SAP Center regularly is half-full, in terms of actual butts in the seats, and the outstanding individual efforts by Meier and Karlsson this season haven’t helped much in terms of attendance and the standings. Extending Meier probably wasn’t going to help in either area really too.

Meanwhile, in the farm system, there’s only one Grade-A prospect in William Eklund, and before the additions of Mukhamadullin, Thrun, and Okhotiuk, the defense corps of the future was looking very thin as a whole.

It also hurts to not get a Grade-A asset back for an elite winger like Meier, but as I’ve said before, I don’t think that Grade-A was on the table for the Sharks because of the massive extension that Meier is due for soon. The market spoke.

And even after the deadline, there’s still no sense of what the Sharks’ future in net will look like.

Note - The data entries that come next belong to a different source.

PR #564, opened 2025-09-16
feat: implement new deductions empty state UI

shermango:
- Adds new deductions empty state view UI + basic transitions
  - will need to update new transition states/form capture strategy (new designs will no longer have a radio to designate including YES/ADD transition) in subsequent PR
- Updates dictionary with latest copies
- Adds new icon assets, plus-circle and coins-hand, for use
- Adds tests for empty state view

Screenshot 2025-09-16 at 2 21 42 PM

figma: https://www.figma.com/design/6dxOSiONDiJoa9zY1wOwbs/Frontend-SDK-Partner-Design-File?node-id=5409-26944&t=BXR9ZMisPJETNRZN-0 
jira: https://gustohq.atlassian.net/browse/GWS-5476


src/components/Employee/Deductions/IncludeDeductionsForm/IncludeDeductionsFormEmptyState.module.scss
```diff
@@ -0,0 +1,22 @@
+.emptyStateContainer {
+  display: flex;
+  justify-content: center;
+  align-items: center;
+  min-height: 411px;
```
shermango, line 5: this was just pulled from the figma spec

jeffredodd: You should look and figure out what variable this most aligns to, I feel like we might have defined this before

src/components/Employee/Deductions/IncludeDeductionsForm/IncludeDeductionsFormEmptyState.module.scss
```diff
@@ -0,0 +1,22 @@
...
+}
+
+.coinHandsIconContainer {
+  border: 1px solid var(--g-colorBorder);
+  border-radius: toRem(8);
+  padding: 8px;
```
jeffredodd, line 11: We should probably be using toRem here instead of hard coded pixels

src/components/Employee/Deductions/IncludeDeductionsForm/IncludeDeductionsFormEmptyState.module.scss
```diff
@@ -0,0 +1,22 @@
...
+}
+
+.plusCircleIcon {
+  margin-right: toRem(4);
```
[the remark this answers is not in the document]
jeffredodd: We should always be using toRem. I don't know if we import helper functions for other modules??? Should just work

src/components/Employee/Deductions/IncludeDeductionsForm/IncludeDeductionsFormEmptyState.module.scss
serikjensen: Would also recommend using the `toRem` utility which should be available in the global scope. I also tend to round down a pixel in cases like this when the number is especially ugly but that's optional 😂 

```suggestion
  min-height: toRem(410);
```

src/components/Employee/Deductions/IncludeDeductionsForm/IncludeDeductionsFormEmptyState.module.scss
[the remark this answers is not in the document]
serikjensen: Helpers are available globally and get prepended to all scss with vite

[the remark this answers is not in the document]
jeffredodd: Yeah copilot not too smart some days. Sometimes it can catch valid things but more often it doesn't. Feel free to resolve.

src/components/Employee/Deductions/IncludeDeductionsForm/IncludeDeductionsFormEmptyState.module.scss
```diff
@@ -0,0 +1,22 @@
...
+}
+
+.addDeductionButton {
+  &#{&}#{&}#{&} {
```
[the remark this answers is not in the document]
serikjensen: So one oddity with SDK development: designs aren't pixel perfect. The design system used in figma doesn't completely align to what we have in code. We need to eventually get those in sync, it's work that's been hard to prioritize.

In the meantime, don't fret about overriding the core components that you bring in via context from the ui directory (ex. Button, Tabs, Table, TextInput, etc etc). These styles are all centralized and when we do get bandwidth to sync the style updates they will get them for free.

I'd recommend removing this override in the meantime

src/components/Employee/Deductions/IncludeDeductionsForm/IncludeDeductionsFormEmptyState.module.scss
shermango: I checked `src/contexts/ThemeProvider/theme.ts` but there wasn't  any defined variables for `min-height` -- is there any other files I should be checking? I looked through the base scss files but didnt find any thing similar either

src/components/Employee/Deductions/IncludeDeductionsForm/IncludeDeductionsFormEmptyState.tsx
```diff
@@ -0,0 +1,103 @@
...
+import PlusCircleIcon from '@/assets/icons/plus-circle.svg?react'
+
+const IncludeDeductionsSchema = z.object({ includeDeductions: z.enum(['Yes', 'No']) })
+export type IncludeDeductionsPayload = z.output<typeof IncludeDeductionsSchema>
+
+interface IncludeDeductionsFormProps extends CommonComponentInterface<'Employee.Deductions'> {
+  employeeId: string
+}
+
+export function IncludeDeductionsFormEmptyState(
```
serikjensen, line 29: I'm a little confused on the naming with the implementation here? If this is just an empty state component it can probably just include the empty state UI pieces without needing to implement a schema, form, or the base component.

If this is eventually going to grow in functionality to contain the form, we should probably update the file naming.

src/components/Employee/Deductions/IncludeDeductionsForm/IncludeDeductionsFormEmptyState.module.scss
jeffredodd: Hmm, yeah I was looking at EmptyData.tsx and its styles and it doesn't look like we've ever defined Min height for those either.

This is probably ok for now but I'd check with Steve, our theme master

src/components/Employee/Deductions/IncludeDeductionsForm/IncludeDeductionsFormEmptyState.module.scss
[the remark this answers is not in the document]
jeffredodd: Hmmm, honestly, why did we need to change the border color? Typically we don't take these kinds of changes that are one off.... 

If its just that the figma looks slightly different that happens sometimes so maybe thats all this is?

src/components/Employee/Deductions/IncludeDeductionsForm/IncludeDeductionsFormEmptyState.tsx
```diff
@@ -0,0 +1,103 @@
...
+          ) : (
+            <Grid gridTemplateColumns="1fr">
+              <Components.Heading as="h2">{t('pageTitle')}</Components.Heading>
+              <Components.Text variant="supporting">
+                {t('includeDeductionsDescriptionV2')}
+              </Components.Text>
+              <Components.Text weight="bold" size="lg">
+                {t('includeDeductionsSubtitle')}
+              </Components.Text>
+              <Components.Card className={styles.emptyStateContainer}>
```
serikjensen, line 75: I'd avoid using card here, this is likely just a layout specific container and could be styled here as a one off. Card will get overwritten with component adapters as something more traditionally card like which could be more responsive leaning

src/components/Employee/Deductions/IncludeDeductionsForm/IncludeDeductionsFormEmptyState.module.scss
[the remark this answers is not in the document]
jeffredodd: ☝️ What Steve said, sorry Steve I wrote this before I saw your comment

src/components/Employee/Deductions/IncludeDeductionsForm/IncludeDeductionsFormEmptyState.tsx
shermango: renamed component to EmptyState to better match functionality and removed form methods as not required

jeffredodd (approved):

So choosing to trade an individual star like Meier, to address organizational depth in every position, to build, hopefully, a deeper squad that can grow together and win together? It’s the right first step for the rebuild or whatever the Sharks want to call it.

But the first step to getting better is acknowledging the problem -- that means opening your eyes, like I believe Grier has done, and seeing the ugliness around him.

RELATED: How Karlsson perceives Meier trade impacts his Sharks future

So after taking that first step, and going through his first trade deadline?

“We feel good about it,” Grier said today. “We’ve added a lot of assets, prospects and picks-wise, to the organization.”